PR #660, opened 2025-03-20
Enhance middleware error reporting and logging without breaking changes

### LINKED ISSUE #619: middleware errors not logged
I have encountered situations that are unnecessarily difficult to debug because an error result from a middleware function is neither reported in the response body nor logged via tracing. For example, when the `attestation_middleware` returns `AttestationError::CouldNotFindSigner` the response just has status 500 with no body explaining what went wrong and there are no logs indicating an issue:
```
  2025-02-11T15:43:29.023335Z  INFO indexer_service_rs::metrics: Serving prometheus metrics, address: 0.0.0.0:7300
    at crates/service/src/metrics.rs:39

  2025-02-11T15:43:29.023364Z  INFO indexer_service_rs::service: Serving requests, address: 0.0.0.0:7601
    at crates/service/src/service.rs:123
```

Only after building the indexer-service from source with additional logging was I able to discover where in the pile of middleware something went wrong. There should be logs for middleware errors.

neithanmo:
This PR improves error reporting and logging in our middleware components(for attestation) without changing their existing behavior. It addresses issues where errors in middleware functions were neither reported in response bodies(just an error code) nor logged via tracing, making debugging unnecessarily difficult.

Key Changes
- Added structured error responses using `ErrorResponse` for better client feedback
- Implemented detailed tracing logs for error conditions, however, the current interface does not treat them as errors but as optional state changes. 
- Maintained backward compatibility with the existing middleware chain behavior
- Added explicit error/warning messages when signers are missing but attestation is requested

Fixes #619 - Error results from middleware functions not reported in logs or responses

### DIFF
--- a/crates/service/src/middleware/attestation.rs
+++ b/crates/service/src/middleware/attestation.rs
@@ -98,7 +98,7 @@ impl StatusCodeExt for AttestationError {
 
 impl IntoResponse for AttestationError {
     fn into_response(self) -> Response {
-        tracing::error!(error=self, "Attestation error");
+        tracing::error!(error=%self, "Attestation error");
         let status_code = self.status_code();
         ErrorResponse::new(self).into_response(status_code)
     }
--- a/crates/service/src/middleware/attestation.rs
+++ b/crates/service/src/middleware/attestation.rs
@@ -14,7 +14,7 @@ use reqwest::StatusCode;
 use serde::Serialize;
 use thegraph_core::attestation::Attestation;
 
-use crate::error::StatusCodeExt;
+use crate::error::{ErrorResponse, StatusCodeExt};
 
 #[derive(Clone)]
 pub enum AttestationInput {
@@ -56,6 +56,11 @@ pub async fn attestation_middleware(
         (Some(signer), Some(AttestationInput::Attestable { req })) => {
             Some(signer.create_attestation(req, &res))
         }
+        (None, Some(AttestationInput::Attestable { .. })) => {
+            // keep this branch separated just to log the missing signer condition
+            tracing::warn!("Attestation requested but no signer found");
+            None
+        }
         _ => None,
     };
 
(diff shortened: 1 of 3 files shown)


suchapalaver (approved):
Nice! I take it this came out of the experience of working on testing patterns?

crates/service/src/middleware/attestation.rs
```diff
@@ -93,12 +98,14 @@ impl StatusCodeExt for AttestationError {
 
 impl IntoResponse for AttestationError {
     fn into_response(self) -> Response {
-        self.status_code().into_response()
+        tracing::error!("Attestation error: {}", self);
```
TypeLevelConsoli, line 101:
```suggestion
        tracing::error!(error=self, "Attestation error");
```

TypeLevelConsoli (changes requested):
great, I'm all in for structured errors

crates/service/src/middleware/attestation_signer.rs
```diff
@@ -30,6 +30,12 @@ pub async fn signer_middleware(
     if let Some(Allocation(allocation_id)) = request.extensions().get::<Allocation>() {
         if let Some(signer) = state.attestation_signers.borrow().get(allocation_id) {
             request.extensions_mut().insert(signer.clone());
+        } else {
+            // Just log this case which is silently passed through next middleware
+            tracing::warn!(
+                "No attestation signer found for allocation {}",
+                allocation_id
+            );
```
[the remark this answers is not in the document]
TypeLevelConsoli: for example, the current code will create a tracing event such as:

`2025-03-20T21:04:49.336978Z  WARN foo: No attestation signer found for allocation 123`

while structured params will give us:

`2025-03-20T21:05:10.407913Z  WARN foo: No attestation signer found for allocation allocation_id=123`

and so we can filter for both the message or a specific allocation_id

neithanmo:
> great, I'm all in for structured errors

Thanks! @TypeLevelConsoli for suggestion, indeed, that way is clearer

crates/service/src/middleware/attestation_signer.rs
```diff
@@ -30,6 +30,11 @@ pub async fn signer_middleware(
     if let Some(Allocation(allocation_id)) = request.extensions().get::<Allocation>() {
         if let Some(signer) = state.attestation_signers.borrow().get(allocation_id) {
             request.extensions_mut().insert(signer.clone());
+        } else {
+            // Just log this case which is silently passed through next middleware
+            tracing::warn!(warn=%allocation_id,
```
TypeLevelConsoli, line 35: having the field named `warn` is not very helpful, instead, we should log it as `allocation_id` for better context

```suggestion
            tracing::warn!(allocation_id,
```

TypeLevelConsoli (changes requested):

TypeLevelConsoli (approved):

-- Task --
All of the records above are to be set down again exactly.

-- Output --
PR #660, opened 2025-03-20
Enhance middleware error reporting and logging without breaking changes

### LINKED ISSUE #619: middleware errors not logged
I have encountered situations that are unnecessarily difficult to debug because an error result from a middleware function is neither reported in the response body nor logged via tracing. For example, when the `attestation_middleware` returns `AttestationError::CouldNotFindSigner` the response just has status 500 with no body explaining what went wrong and there are no logs indicating an issue:
```
  2025-02-11T15:43:29.023335Z  INFO indexer_service_rs::metrics: Serving prometheus metrics, address: 0.0.0.0:7300
    at crates/service/src/metrics.rs:39

  2025-02-11T15:43:29.023364Z  INFO indexer_service_rs::service: Serving requests, address: 0.0.0.0:7601
    at crates/service/src/service.rs:123
```

Only after building the indexer-service from source with additional logging was I able to discover where in the pile of middleware something went wrong. There should be logs for middleware errors.

neithanmo:
This PR improves error reporting and logging in our middleware components(for attestation) without changing their existing behavior. It addresses issues where errors in middleware functions were neither reported in response bodies(just an error code) nor logged via tracing, making debugging unnecessarily difficult.

Key Changes
- Added structured error responses using `ErrorResponse` for better client feedback
- Implemented detailed tracing logs for error conditions, however, the current interface does not treat them as errors but as optional state changes. 
- Maintained backward compatibility with the existing middleware chain behavior
- Added explicit error/warning messages when signers are missing but attestation is requested

Fixes #619 - Error results from middleware functions not reported in logs or responses

### DIFF
--- a/crates/service/src/middleware/attestation.rs
+++ b/crates/service/src/middleware/attestation.rs
@@ -98,7 +98,7 @@ impl StatusCodeExt for AttestationError {
 
 impl IntoResponse for AttestationError {
     fn into_response(self) -> Response {
-        tracing::error!(error=self, "Attestation error");
+        tracing::error!(error=%self, "Attestation error");
         let status_code = self.status_code();
         ErrorResponse::new(self).into_response(status_code)
     }
--- a/crates/service/src/middleware/attestation.rs
+++ b/crates/service/src/middleware/attestation.rs
@@ -14,7 +14,7 @@ use reqwest::StatusCode;
 use serde::Serialize;
 use thegraph_core::attestation::Attestation;
 
-use crate::error::StatusCodeExt;
+use crate::error::{ErrorResponse, StatusCodeExt};
 
 #[derive(Clone)]
 pub enum AttestationInput {
@@ -56,6 +56,11 @@ pub async fn attestation_middleware(
         (Some(signer), Some(AttestationInput::Attestable { req })) => {
             Some(signer.create_attestation(req, &res))
         }
+        (None, Some(AttestationInput::Attestable { .. })) => {
+            // keep this branch separated just to log the missing signer condition
+            tracing::warn!("Attestation requested but no signer found");
+            None
+        }
         _ => None,
     };
 
(diff shortened: 1 of 3 files shown)


suchapalaver (approved):
Nice! I take it this came out of the experience of working on testing patterns?

crates/service/src/middleware/attestation.rs
```diff
@@ -93,12 +98,14 @@ impl StatusCodeExt for AttestationError {
 
 impl IntoResponse for AttestationError {
     fn into_response(self) -> Response {
-        self.status_code().into_response()
+        tracing::error!("Attestation error: {}", self);
```
TypeLevelConsoli, line 101:
```suggestion
        tracing::error!(error=self, "Attestation error");
```

TypeLevelConsoli (changes requested):
great, I'm all in for structured errors

crates/service/src/middleware/attestation_signer.rs
```diff
@@ -30,6 +30,12 @@ pub async fn signer_middleware(
     if let Some(Allocation(allocation_id)) = request.extensions().get::<Allocation>() {
         if let Some(signer) = state.attestation_signers.borrow().get(allocation_id) {
             request.extensions_mut().insert(signer.clone());
+        } else {
+            // Just log this case which is silently passed through next middleware
+            tracing::warn!(
+                "No attestation signer found for allocation {}",
+                allocation_id
+            );
```
[the remark this answers is not in the document]
TypeLevelConsoli: for example, the current code will create a tracing event such as:

`2025-03-20T21:04:49.336978Z  WARN foo: No attestation signer found for allocation 123`

while structured params will give us:

`2025-03-20T21:05:10.407913Z  WARN foo: No attestation signer found for allocation allocation_id=123`

and so we can filter for both the message or a specific allocation_id

neithanmo:
> great, I'm all in for structured errors

Thanks! @TypeLevelConsoli for suggestion, indeed, that way is clearer

crates/service/src/middleware/attestation_signer.rs
```diff
@@ -30,6 +30,11 @@ pub async fn signer_middleware(
     if let Some(Allocation(allocation_id)) = request.extensions().get::<Allocation>() {
         if let Some(signer) = state.attestation_signers.borrow().get(allocation_id) {
             request.extensions_mut().insert(signer.clone());
+        } else {
+            // Just log this case which is silently passed through next middleware
+            tracing::warn!(warn=%allocation_id,
```
TypeLevelConsoli, line 35: having the field named `warn` is not very helpful, instead, we should log it as `allocation_id` for better context

```suggestion
            tracing::warn!(allocation_id,
```

TypeLevelConsoli (changes requested):

TypeLevelConsoli (approved):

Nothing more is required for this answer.